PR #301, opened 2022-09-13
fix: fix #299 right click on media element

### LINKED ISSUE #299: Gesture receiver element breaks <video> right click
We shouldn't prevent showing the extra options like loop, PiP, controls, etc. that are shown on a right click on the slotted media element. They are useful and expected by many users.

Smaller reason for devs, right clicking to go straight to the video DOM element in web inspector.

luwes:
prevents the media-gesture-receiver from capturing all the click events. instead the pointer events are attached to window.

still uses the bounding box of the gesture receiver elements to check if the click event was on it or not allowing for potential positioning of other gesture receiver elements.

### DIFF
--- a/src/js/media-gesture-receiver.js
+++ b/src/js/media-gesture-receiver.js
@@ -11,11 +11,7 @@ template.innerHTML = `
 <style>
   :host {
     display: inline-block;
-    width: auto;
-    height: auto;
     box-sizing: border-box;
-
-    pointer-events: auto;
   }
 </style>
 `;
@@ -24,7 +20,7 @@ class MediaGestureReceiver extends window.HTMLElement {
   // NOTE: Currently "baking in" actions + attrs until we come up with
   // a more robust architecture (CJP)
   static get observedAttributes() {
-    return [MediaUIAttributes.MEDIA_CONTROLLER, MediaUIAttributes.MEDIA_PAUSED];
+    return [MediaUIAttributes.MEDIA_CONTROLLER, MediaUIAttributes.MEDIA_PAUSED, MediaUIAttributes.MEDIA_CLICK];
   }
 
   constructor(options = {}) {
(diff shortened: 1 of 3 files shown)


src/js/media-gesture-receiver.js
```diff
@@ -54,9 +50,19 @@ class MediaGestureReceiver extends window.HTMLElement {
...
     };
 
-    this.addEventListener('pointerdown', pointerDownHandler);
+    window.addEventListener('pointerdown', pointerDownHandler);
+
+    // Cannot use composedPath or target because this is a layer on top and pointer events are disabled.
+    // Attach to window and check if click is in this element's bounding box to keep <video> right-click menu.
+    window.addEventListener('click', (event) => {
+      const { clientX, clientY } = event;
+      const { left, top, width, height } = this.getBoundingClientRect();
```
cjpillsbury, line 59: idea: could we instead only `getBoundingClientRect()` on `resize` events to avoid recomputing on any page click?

━━━━━━━━━━━━━━━━

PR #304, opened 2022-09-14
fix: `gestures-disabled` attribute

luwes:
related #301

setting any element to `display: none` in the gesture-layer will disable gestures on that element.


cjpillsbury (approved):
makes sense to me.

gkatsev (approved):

━━━━━━━━━━━━━━━━

### Task statement
Whenever a line holds "addEventListener", it counts; state the total for the records and add nothing.

### Answer to the exercise
3